EXERCISE DIRECTIONS. Copy the following listing word for word.

RECORDED DATA.
PR #72, opened 2023-04-06
[ARC-613] Image security scan

ewaldschrader:
branch: feature/ARC-613-image-scan-trivy

- add scan stage
- echo scan step
- add docker scan step


src/mpyl/steps/__init__.py
```diff
@@ -105,13 +105,13 @@ class Step(metaclass=IPluginRegistry):
     """Is set to something other than `ArtifactType.NONE` if this step depends on an artifact produced by the execution
     of an earlier step. For example: a step in the `Deploy` stage, may need to deploy a docker image that was produced
     in the `Build` stage."""
-    before: Optional[Step]
-    after: Optional[Step]
+    before: Optional[list[Step]]
+    after: Optional[list[Step]]
```
koeves, line 109: Wondering if an optional list makes sense.. Is there a difference between a `None` and an empty list? If there're no steps before or after, should be an empty list I think

src/mpyl/steps/steps.py
```diff
@@ -125,19 +125,22 @@ def _execute_stage(self, stage: Stage, project: Project, dry_run: bool = False)
                 artifact: Optional[Artifact] = self._find_required_artifact(project, executor.required_artifact)
                 result = Output(success=True, message='')
                 if executor.before:
-                    result = self._execute(executor.before, project, self._properties,
-                                           self._find_required_artifact(project, executor.before.required_artifact),
-                                           dry_run)
+                    for before_step in executor.before:
+                        result = self._execute(before_step, project, self._properties,
+                                               self._find_required_artifact(project, before_step.required_artifact),
+                                               dry_run)
```
koeves, line 131: We should probably combine the results here then. Right now it just takes the last execution

src/mpyl/steps/test/dockertest.py
```diff
@@ -21,8 +22,8 @@ def __init__(self, logger: Logger) -> None:
             logger=logger, meta=meta,
             produced_artifact=ArtifactType.JUNIT_TESTS,
             required_artifact=ArtifactType.NONE,
-            before=IntegrationTestBefore(logger),
-            after=IntegrationTestAfter(logger)
+            before=[IntegrationTestBefore(logger)],
+            after=[ScanDocker(logger), IntegrationTestAfter(logger)]
```
koeves, line 26: Can we do any assertion that this after step succeeded? Or it triggers automatically for the sample projects and that's enough?

koeves (changes requested):
Some smaller things to check

src/mpyl/steps/__init__.py
ewaldschrader: Discussed with Sam, will revert this and add a `Scan Stage` instead.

RESPONSE BELOW.
PR #72, opened 2023-04-06
[ARC-613] Image security scan

ewaldschrader:
branch: feature/ARC-613-image-scan-trivy

- add scan stage
- echo scan step
- add docker scan step


src/mpyl/steps/__init__.py
```diff
@@ -105,13 +105,13 @@ class Step(metaclass=IPluginRegistry):
     """Is set to something other than `ArtifactType.NONE` if this step depends on an artifact produced by the execution
     of an earlier step. For example: a step in the `Deploy` stage, may need to deploy a docker image that was produced
     in the `Build` stage."""
-    before: Optional[Step]
-    after: Optional[Step]
+    before: Optional[list[Step]]
+    after: Optional[list[Step]]
```
koeves, line 109: Wondering if an optional list makes sense.. Is there a difference between a `None` and an empty list? If there're no steps before or after, should be an empty list I think

src/mpyl/steps/steps.py
```diff
@@ -125,19 +125,22 @@ def _execute_stage(self, stage: Stage, project: Project, dry_run: bool = False)
                 artifact: Optional[Artifact] = self._find_required_artifact(project, executor.required_artifact)
                 result = Output(success=True, message='')
                 if executor.before:
-                    result = self._execute(executor.before, project, self._properties,
-                                           self._find_required_artifact(project, executor.before.required_artifact),
-                                           dry_run)
+                    for before_step in executor.before:
+                        result = self._execute(before_step, project, self._properties,
+                                               self._find_required_artifact(project, before_step.required_artifact),
+                                               dry_run)
```
koeves, line 131: We should probably combine the results here then. Right now it just takes the last execution

src/mpyl/steps/test/dockertest.py
```diff
@@ -21,8 +22,8 @@ def __init__(self, logger: Logger) -> None:
             logger=logger, meta=meta,
             produced_artifact=ArtifactType.JUNIT_TESTS,
             required_artifact=ArtifactType.NONE,
-            before=IntegrationTestBefore(logger),
-            after=IntegrationTestAfter(logger)
+            before=[IntegrationTestBefore(logger)],
+            after=[ScanDocker(logger), IntegrationTestAfter(logger)]
```
koeves, line 26: Can we do any assertion that this after step succeeded? Or it triggers automatically for the sample projects and that's enough?

koeves (changes requested):
Some smaller things to check

src/mpyl/steps/__init__.py
ewaldschrader: Discussed with Sam, will revert this and add a `Scan Stage` instead.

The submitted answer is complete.